Then the state should not have a monopoly on violence. There is really no good evidence that ICE or CPB are particularly incompetent compared to other law enforcement agencies, because they are almost unique in being subjected to a very well organized protest and obstruction operation with the tacit (or perhaps even explicit) support of local authorities. Normally, they lean on local law enforcement for help in these kind of situations, but that help has been denied until recently. No matter how well-trained people are, there will always be mistakes, and the number of mistakes will increase in proportion to the number of risky and dangerous situations. This is an isolated demand for competence.
If we applied this logic to the Babbitt shooting, then we should also be disarming and standing down the U.S. Capitol Police. Babbitt was unarmed and, though acting aggressively and belligerently, she was not an immediate deadly threat. She should not have been shot for much the same reason that Pretti should not have been shot. However, with all the chaos and danger of the Jan 6th riots, it was likely that someone somewhere would get shot. For that reason, I don't have much sympathy for Babbitt. Although Lt. Bryd should not have shot, she also bears a lot of responsibility for putting him in a difficult situation. We could just demand more competence from Byrd and hold him entirely responsible, but that only incentivizes more reckless behavior by people like Babbitt.
Unfortunately, I suspect that is the ulterior motive behind these argument. If you can demand infinite competence from law enforcement, if the officer is always held 100% to blame for every bad shoot, then you can exploit that to further your agenda.

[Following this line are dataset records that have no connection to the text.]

PR #1850, opened 2021-01-20
Implicit support for Ubuntu and Arch Linux

HLFH:
## Summary

Algorand does not support by default Arch Linux, a GNU/Linux distribution often used in server environment for its KISS capabilities.
This PR brings the support for Arch Linux. How? When it is a GNU/Linux distribution, the script `distribtype.sh` specifies the distribution and allows the `configure_dev.sh` script to run flawlessly on Ubuntu and ArchLinux, and install the required dependencies.

## Test plan
It works. Which testing command lines do you advise?

### DIFF
--- a/scripts/configure_dev.sh
+++ b/scripts/configure_dev.sh
@@ -69,8 +69,10 @@ function install_windows_shellcheck() {
 }
 
 if [ "${OS}" = "linux" ]; then
-    DISTRIB=$("$SCRIPTPATH"/distribtype.sh)
-    if ! which sudo > /dev/null; then
+    . /etc/os-release
+    DISTRIB=$ID
+
+    if ! which sudo > /dev/null; then    
         if [ "${DISTRIB}" = "ubuntu" ]; then
             apt-get update
             apt-get -y install sudo
--- a/scripts/configure_dev.sh
+++ b/scripts/configure_dev.sh
@@ -69,13 +69,24 @@ function install_windows_shellcheck() {
 }
 
 if [ "${OS}" = "linux" ]; then
+    DISTRIB=$("$SCRIPTPATH"/distribtype.sh)
     if ! which sudo > /dev/null; then
-        apt-get update
-        apt-get -y install sudo
+        if [ "${DISTRIB}" = "ubuntu" ]; then
+            apt-get update
+            apt-get -y install sudo
+        elif [ "${DISTRIB}" = "arch" ]; then
+            pacman -Syy 
+            pacman -S sudo
+        fi
     fi
-
-    sudo apt-get update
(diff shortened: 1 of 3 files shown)


scripts/configure_dev.sh
```diff
@@ -69,13 +69,24 @@ function install_windows_shellcheck() {
 }
 
 if [ "${OS}" = "linux" ]; then
+    DISTRIB=$("$SCRIPTPATH"/distribtype.sh)
```
tsachiherman, line 72: if this is the *only* place where you need to call `os-release`, than it would make sense to have it called explicitly here instead of creating a separate file.

scripts/configure_dev.sh
```diff
@@ -69,13 +69,24 @@ function install_windows_shellcheck() {
...
     if ! which sudo > /dev/null; then
-        apt-get update
-        apt-get -y install sudo
+        if [ "${DISTRIB}" = "ubuntu" ]; then
```
tsachiherman, line 74: with this change, any unspecified distribution would stop working. Just to ensure backward compatibility, could you default to ubuntu ? i.e.
```
if [ "${DISTRIB}" = "arch" ]; then
   ...
else
   # ubuntu ( or compatible) distribution
   ...
fi
```

tsachiherman:
make sure to sign on the CLA; the travis tests should verify that there are no compilation issues on the various supported platforms.

scripts/configure_dev.sh
tsachiherman: nice to have: Adding a warning for a non-ubuntu distributions in this case might also be a good idea.

tsachiherman:
@HLFH, I'd like to move this issue forward so that we can either merge it or close it.

If you can complete the requested changes, I will try to get this approved & merged. Otherwise, I'd like to close this issue.

scripts/configure_dev.sh
HLFH: Ok, I am removing this file.

scripts/configure_dev.sh
HLFH: I have defaulted to Ubuntu in the last commit.

scripts/configure_dev.sh
```diff
@@ -69,13 +69,26 @@ function install_windows_shellcheck() {
...
+            pacman -Syy
+            pacman -S sudo
+        else
+            apt-get update
+            apt-get -y install sudo
+        fi
+    fi
+    
+    if [ "${DISTRIB}" = "arch" ]; then
+        pacman -Syy
```
onetechnical, line 86: Shouldn't these two commands be sudo'ed?

tsachiherman:
I'm closing this PR since there is no activity on this ticket, as well as that a separate ticket (https://github.com/algorand/go-algorand/pull/2073) was already addressing the issue.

It creates more incentive for these "protest" groups to insert themselves into dangerous situations to get what they want, because they will never even be held even a little bit accountable should an officer make a mistake. Of course, the alternative where we hold people like Pretti 100% at fault is also unworkable, because it gives too much power to officers that can and will be abused.
If you keep talking like that I might just vote you into political office.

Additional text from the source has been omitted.